++++ Material supplied ++++

PR #345, opened 2024-04-07
add Cryptid codecs

dhuseby:
This adds a number of multicodec values for various Cryptid projects ahead of the public release of the code. Most of the code is already available:
* [Multicid](https://github.com/cryptidtech/multicid)
  * Contains the VLAD implementation. [Spec](https://github.com/cryptidtech/provenance-specifications/blob/main/specifications/vlad.md)
* [Multisig](https://github.com/cryptidtech/multisig)
  * [Spec](https://github.com/cryptidtech/provenance-specifications/blob/main/specifications/multisig.md) 
* [Multikey](https://github.com/cryptidtech/multikey)
  * [Spec](https://github.com/cryptidtech/provenance-specifications/blob/main/specifications/multikey.md)
  *Contains the Nonce implementation as well. [Spec](https://github.com/cryptidtech/provenance-specifications/blob/main/specifications/nonce.md)

### DIFF
--- a/table.csv
+++ b/table.csv
@@ -5,6 +5,9 @@ cidv2,                          cid,            0x02,           draft,      CIDv
 cidv3,                          cid,            0x03,           draft,      CIDv3
 ip4,                            multiaddr,      0x04,           permanent,
 tcp,                            multiaddr,      0x06,           permanent,
+vlad,                           cid,            0x07,           draft,      Verifiable Long-lived ADdress
+provenance-log,                 ipld,           0x08,           draft,      Verifiable and permissioned append only log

++++

◆ **Exercise requirements**
Output the full listing above word for word.

◆ **Response area**
PR #345, opened 2024-04-07
add Cryptid codecs

dhuseby:
This adds a number of multicodec values for various Cryptid projects ahead of the public release of the code. Most of the code is already available:
* [Multicid](https://github.com/cryptidtech/multicid)
  * Contains the VLAD implementation. [Spec](https://github.com/cryptidtech/provenance-specifications/blob/main/specifications/vlad.md)
* [Multisig](https://github.com/cryptidtech/multisig)
  * [Spec](https://github.com/cryptidtech/provenance-specifications/blob/main/specifications/multisig.md) 
* [Multikey](https://github.com/cryptidtech/multikey)
  * [Spec](https://github.com/cryptidtech/provenance-specifications/blob/main/specifications/multikey.md)
  *Contains the Nonce implementation as well. [Spec](https://github.com/cryptidtech/provenance-specifications/blob/main/specifications/nonce.md)

### DIFF
--- a/table.csv
+++ b/table.csv
@@ -5,6 +5,9 @@ cidv2,                          cid,            0x02,           draft,      CIDv
 cidv3,                          cid,            0x03,           draft,      CIDv3
 ip4,                            multiaddr,      0x04,           permanent,
 tcp,                            multiaddr,      0x06,           permanent,
+vlad,                           cid,            0x07,           draft,      Verifiable Long-lived ADdress
+provenance-log,                 ipld,           0x08,           draft,      Verifiable and permissioned append only log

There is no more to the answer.